- [Brief]:
Below are several records. Retype exactly those lines running from the one with "PR #2356, opened 2019-10-22" through the one with "- until 9.3 it was: WindowsAzure.Storage;", end lines included, and no others.

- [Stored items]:
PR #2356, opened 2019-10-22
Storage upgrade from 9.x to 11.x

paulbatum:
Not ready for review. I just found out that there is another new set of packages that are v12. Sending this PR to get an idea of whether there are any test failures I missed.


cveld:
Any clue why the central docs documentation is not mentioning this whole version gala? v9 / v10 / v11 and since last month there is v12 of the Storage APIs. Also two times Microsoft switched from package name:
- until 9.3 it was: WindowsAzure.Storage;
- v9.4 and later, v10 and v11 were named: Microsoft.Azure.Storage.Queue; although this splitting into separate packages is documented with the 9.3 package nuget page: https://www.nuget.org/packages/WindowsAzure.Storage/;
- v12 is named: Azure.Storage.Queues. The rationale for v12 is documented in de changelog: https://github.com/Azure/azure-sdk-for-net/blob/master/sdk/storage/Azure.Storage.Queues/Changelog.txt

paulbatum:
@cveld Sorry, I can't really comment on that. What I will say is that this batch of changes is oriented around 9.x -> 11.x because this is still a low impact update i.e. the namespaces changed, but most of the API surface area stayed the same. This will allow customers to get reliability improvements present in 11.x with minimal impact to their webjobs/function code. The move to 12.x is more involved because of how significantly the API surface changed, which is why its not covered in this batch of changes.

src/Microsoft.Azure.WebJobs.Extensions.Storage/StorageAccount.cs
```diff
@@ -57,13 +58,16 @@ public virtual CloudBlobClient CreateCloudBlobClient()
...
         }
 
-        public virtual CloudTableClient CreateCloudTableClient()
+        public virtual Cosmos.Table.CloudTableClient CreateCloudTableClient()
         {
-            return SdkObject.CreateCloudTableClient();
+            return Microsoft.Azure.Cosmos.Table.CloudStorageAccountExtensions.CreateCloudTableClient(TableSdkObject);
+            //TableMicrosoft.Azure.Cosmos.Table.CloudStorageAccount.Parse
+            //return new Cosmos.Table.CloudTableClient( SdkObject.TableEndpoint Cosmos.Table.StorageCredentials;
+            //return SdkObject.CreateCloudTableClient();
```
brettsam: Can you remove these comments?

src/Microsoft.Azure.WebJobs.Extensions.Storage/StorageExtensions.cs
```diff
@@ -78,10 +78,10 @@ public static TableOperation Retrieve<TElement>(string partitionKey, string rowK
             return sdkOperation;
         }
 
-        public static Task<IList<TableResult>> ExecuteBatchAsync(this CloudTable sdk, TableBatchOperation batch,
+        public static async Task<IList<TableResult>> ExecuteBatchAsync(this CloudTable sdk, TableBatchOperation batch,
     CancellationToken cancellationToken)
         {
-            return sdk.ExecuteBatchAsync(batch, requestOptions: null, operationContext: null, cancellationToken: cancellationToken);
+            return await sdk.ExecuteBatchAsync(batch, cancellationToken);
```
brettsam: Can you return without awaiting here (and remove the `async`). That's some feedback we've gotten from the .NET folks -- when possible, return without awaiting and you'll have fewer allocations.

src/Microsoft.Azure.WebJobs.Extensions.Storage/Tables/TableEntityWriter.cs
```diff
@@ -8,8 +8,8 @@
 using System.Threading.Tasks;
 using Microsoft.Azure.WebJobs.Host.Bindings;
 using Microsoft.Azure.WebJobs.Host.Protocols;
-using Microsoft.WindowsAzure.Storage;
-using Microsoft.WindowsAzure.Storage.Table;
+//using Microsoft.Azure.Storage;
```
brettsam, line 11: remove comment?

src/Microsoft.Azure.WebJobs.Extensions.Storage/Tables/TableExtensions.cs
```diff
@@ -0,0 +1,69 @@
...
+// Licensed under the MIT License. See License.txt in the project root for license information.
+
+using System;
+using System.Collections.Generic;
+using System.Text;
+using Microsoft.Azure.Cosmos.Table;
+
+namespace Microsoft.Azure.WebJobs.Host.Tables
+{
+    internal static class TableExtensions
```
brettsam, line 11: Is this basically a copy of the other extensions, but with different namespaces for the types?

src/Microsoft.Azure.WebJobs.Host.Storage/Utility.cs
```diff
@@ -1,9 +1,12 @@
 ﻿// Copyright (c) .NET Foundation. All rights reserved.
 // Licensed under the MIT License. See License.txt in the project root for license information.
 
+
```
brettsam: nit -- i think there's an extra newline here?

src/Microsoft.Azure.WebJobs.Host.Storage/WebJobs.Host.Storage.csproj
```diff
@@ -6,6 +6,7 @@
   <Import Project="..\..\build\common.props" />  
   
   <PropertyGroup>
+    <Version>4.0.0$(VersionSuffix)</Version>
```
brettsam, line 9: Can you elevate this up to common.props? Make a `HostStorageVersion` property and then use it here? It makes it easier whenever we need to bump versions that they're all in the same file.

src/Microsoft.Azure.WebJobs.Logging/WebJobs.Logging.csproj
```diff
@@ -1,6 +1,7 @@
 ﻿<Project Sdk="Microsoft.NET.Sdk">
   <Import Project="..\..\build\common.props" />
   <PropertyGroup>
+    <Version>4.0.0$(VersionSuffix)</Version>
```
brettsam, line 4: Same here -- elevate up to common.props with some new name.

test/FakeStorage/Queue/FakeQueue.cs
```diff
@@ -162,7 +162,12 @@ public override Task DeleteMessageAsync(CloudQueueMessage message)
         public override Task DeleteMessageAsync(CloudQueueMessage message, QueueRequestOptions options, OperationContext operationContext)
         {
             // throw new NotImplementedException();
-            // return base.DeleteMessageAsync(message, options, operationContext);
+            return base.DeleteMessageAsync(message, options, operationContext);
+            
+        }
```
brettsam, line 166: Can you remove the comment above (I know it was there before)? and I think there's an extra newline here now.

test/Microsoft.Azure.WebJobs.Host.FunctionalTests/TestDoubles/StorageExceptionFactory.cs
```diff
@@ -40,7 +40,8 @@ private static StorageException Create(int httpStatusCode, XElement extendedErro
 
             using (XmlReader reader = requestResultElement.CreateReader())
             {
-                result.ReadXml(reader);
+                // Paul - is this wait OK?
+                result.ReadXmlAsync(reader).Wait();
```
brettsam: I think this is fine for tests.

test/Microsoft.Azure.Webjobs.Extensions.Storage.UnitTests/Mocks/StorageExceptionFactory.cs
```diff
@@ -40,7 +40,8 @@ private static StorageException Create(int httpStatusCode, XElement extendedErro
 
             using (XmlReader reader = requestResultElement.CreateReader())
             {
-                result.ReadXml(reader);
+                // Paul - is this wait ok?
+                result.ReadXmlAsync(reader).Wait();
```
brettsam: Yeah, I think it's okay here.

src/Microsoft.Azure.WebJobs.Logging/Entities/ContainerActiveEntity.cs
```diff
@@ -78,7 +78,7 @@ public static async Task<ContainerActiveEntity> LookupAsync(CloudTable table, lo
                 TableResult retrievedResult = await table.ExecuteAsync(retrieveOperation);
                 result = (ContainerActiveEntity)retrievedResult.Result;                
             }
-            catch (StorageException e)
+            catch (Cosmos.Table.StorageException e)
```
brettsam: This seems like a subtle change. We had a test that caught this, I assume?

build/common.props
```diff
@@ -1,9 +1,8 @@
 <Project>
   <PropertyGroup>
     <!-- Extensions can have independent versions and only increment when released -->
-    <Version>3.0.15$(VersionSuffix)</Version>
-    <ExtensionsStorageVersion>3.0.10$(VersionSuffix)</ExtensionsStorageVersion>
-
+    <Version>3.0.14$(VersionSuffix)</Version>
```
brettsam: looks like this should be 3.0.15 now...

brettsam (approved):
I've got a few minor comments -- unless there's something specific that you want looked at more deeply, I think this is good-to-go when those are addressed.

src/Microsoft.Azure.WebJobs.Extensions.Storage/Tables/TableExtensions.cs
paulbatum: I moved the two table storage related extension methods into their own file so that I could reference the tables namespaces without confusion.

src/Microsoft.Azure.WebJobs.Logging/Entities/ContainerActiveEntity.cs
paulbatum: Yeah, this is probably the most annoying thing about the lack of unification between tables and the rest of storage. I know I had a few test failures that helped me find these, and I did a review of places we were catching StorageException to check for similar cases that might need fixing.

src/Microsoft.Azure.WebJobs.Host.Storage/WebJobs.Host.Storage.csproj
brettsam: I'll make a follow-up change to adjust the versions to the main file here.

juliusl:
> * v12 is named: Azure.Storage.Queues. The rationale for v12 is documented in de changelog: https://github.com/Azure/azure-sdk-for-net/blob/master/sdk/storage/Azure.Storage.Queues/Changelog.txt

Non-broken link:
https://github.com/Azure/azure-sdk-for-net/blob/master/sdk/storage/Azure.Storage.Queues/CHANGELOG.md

--

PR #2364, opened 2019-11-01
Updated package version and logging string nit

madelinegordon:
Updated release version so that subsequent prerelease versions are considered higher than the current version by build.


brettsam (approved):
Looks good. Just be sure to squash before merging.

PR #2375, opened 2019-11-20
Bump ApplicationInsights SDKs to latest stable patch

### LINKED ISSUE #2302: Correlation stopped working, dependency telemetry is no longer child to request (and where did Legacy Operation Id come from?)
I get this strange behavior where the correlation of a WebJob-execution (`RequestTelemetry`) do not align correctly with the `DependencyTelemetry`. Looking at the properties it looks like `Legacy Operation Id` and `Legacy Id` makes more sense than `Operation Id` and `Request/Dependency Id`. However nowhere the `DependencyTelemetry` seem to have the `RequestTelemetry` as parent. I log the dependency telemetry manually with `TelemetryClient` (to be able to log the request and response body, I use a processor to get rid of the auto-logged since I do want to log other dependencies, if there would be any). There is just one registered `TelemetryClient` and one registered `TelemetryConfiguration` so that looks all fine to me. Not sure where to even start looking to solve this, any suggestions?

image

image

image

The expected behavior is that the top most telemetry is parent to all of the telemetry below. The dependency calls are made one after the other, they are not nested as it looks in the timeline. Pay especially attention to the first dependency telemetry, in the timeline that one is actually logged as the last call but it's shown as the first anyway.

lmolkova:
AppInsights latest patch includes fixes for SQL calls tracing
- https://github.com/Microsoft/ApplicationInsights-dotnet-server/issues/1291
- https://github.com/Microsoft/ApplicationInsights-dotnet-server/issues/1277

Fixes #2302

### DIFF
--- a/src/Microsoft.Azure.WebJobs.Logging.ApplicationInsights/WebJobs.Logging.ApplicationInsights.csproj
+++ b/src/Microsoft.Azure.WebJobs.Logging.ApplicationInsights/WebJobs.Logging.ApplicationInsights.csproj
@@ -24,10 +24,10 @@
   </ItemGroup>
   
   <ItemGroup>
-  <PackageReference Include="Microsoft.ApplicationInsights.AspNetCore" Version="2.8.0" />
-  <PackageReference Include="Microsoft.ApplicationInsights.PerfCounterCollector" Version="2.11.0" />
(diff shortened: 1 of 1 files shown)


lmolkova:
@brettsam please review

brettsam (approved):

- [Output of the exercise]:
PR #2356, opened 2019-10-22
Storage upgrade from 9.x to 11.x

paulbatum:
Not ready for review. I just found out that there is another new set of packages that are v12. Sending this PR to get an idea of whether there are any test failures I missed.


cveld:
Any clue why the central docs documentation is not mentioning this whole version gala? v9 / v10 / v11 and since last month there is v12 of the Storage APIs. Also two times Microsoft switched from package name:
- until 9.3 it was: WindowsAzure.Storage;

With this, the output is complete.